== What the exercise asks ==
The required answer is the count of lines in the records that contain "more", with no other text.

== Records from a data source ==
—————
PR #24, opened 2019-07-07
Created score display script. Make sure display component is attached…

wbeltran777:


Assets/Script/DisplayScoreData.cs
```diff
@@ -0,0 +1,60 @@
...
+        //UpdateScoreDisplay();
+    }
+
+    public void UpdateScoreDisplay(string PlayerName)
+    {
+        player1_Score = ScoreManager.CarScores["Player_1"];
+        player2_Score = ScoreManager.CarScores["Player_2"];
+        player3_Score = ScoreManager.CarScores["Player_3"];
+        player4_Score = ScoreManager.CarScores["Player_4"];
+        textComponent.text = "Player 1: " + player1_Score + "\n" +
```
spicyroboto: Looked over this with Martin, and we aren't really sure how this is going to render to the screen in the correct locations as it seems just be one giant string. Is this just showing all the scores in a row somewhere on the screen?

Assets/Script/Managers/ScoreManager.cs
```diff
@@ -17,10 +17,16 @@ public class ScoreManager : MonoBehaviour
     private static ScoreManager m_instance;
     private static Dictionary<string, int> m_carScores = new Dictionary<string, int>();
 
+    public delegate void ScoreDelegate();
+
+    public event ScoreDelegate onScoreChange;
```
spicyroboto: Remove if not being used.

Assets/Script/DisplayScoreData.cs
wbeltran777: Yup, this script will attach to the a scoreDisplay prefab which already has the text aligned at the top right corner, this script just updates that text. 

This was a quick score display for the day of though. I can revise this and make something more tailored to each player screen.

m4rtint: Would this break if there are less than 4 players?

Use String format, it's a lot more cleaner
https://docs.microsoft.com/en-us/dotnet/api/system.string.format?view=netframework-4.8

wbeltran777: It wouldn't necessarily break, but if only two players are playing, you'd still see player 3 and 4 scores as 0.
But yeah it's very rough, we can reject this pull and I can work on it a bit more.

m4rtint: No need to reject it, just change it here.

Assets/Scenes/ParkingLot_Gazeebo.unity
```diff
@@ -6430,6 +6435,72 @@ Transform:
     type: 3}
   m_PrefabInstance: {fileID: 1787937704}
   m_PrefabAsset: {fileID: 0}
+--- !u!1 &1830604527
+GameObject:
```
mikeslgoh: Are you working of the Gazeebo scene? Might want to create a new scene

Assets/Script/CarController.cs
```diff
@@ -81,7 +81,7 @@ private void CarControllerOnUpdate()
         float vertical;
         if (!m_playerController.Equals(ControllerPlatform.PC))
         {
-            Debug.Log(m_playerID);
+//            Debug.Log(m_playerID);
```
mikeslgoh: Once fully tested, you can remove your Debug.Logs

Assets/Script/DisplayScoreData.cs
mikeslgoh: I agree with Martin to use string format since it would just make it look cleaner. If you have a way of getting the number of players, you can just concat the strings into one variable and do something like:

> 
```
scoreText = "";
for (int i=1; i <= numberOfPlayers; i++){
     playerID = "Player_"+i;
     playerScore = ScoreManager.CarScores[playerID];
     scoreText.concat( --- enter your string here --- );
}
// set scoreText for UI Text Component
```

spicyroboto: Upvoting Micheal’s comment.

wbeltran777: I'm working on it right now, and I'm thinking to modify SplitScreenManager to prefabed Canvas and Text to each camera. Like

prefab.parent=playerCamera

And so I could use a SerializeField in SplitScreenManager. 

Would this be too much tinkering with existing scripts or is that alright? I can also try to keep this more modular.

m4rtint: Test it, see if it works first. 

Then refactor. Keep us updated 👍

ProjectSettings/DynamicsManager.asset
```diff
@@ -28,3 +28,6 @@ PhysicsManager:
     m_Center: {x: 0, y: 0, z: 0}
     m_Extent: {x: 250, y: 250, z: 250}
   m_WorldSubdivisions: 8
+  m_FrictionType: 0
```
m4rtint: How come there are changes in this file?

Assets/Script/PointsUpdater.cs
```diff
@@ -0,0 +1,26 @@
+﻿using System.Collections;
+using System.Collections.Generic;
+using UnityEngine;
+using UnityEngine.UI;
+
+public class PointsUpdater : MonoBehaviour
```
m4rtint: This isn't used anywhere

Assets/Script/Managers/ScoreManager.cs
```diff
@@ -53,13 +53,25 @@ public void CarScored(GameObject carThatScored)
     {
         // We can modify this later with time values
         m_carScores[carThatScored.name]++;
+        carThatScored.GetComponentInChildren<DisplayPointsHandler>().UpdateCarScoreDisplay(carThatScored.name);
```
m4rtint: You shouldn't need to do this. 
You should set a delegate in ScoreManager. 
Whenever someone scores, ScoreManager would call a delegate

Assets/Script/DisplayPointsHandler.cs
```diff
@@ -0,0 +1,29 @@
...
+    private string m_scoreDisplayString;
+    
+    /// <summary>
+    /// Updates score every time a Car Scores
+    /// </summary>
+    /// <param name="carName"> Name of current car that just scored </param>
+    public void UpdateCarScoreDisplay(string carName)
+    {
+        m_scoreDisplayString = string.Format("Player {0} Score: {1}",carName.Substring(carName.Length-1,1),m_currentCarScore);
+        m_currentCarScore++;
```
m4rtint: why do you need a score here as well? can't you just grab it from the score manager?

Assets/Script/Managers/ScoreManager.cs
wbeltran777: I'm trying that out, but if I subscribe UpdateCarScoreDisplay to a Score Manager event, then all of the car's UpdateCarScoreDisplay will get called. So all players end up with the same points. So when a car scores I need to make sure that only the car that scored is subscribed, which would require me to access their DisplayPointsHandler class anyway. Alternatively I could make four separate events, one for each player and call each event depending on which player scores. What do you think?

m4rtint: yeah you're right, need to figure that out.

m4rtint: I think it's fine for now, but since we're going to reorganize and refactor some stuff, this solution is alright for now.

ProjectSettings/DynamicsManager.asset
wbeltran777: I may have messed around with some controller stuff and forgot about it, how can I revert these particular changes? Same goes for some of the scene modifications.

m4rtint: git checkout origin/develop {filename}

m4rtint:
[Display score UI](https://trello.com/c/JosMYXoz/48-display-score-ui)

m4rtint:
[Display score UI](https://trello.com/c/JosMYXoz/48-display-score-ui)

Assets/Script/DisplayPointsHandler.cs
wbeltran777: I'll pass it in as a parameter instead

Assets/Script/PointsUpdater.cs
wbeltran777: it's dead now

ProjectSettings/DynamicsManager.asset
wbeltran777: Removed changes from scenes and project settings I changed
—————
== Answer to this task ==
4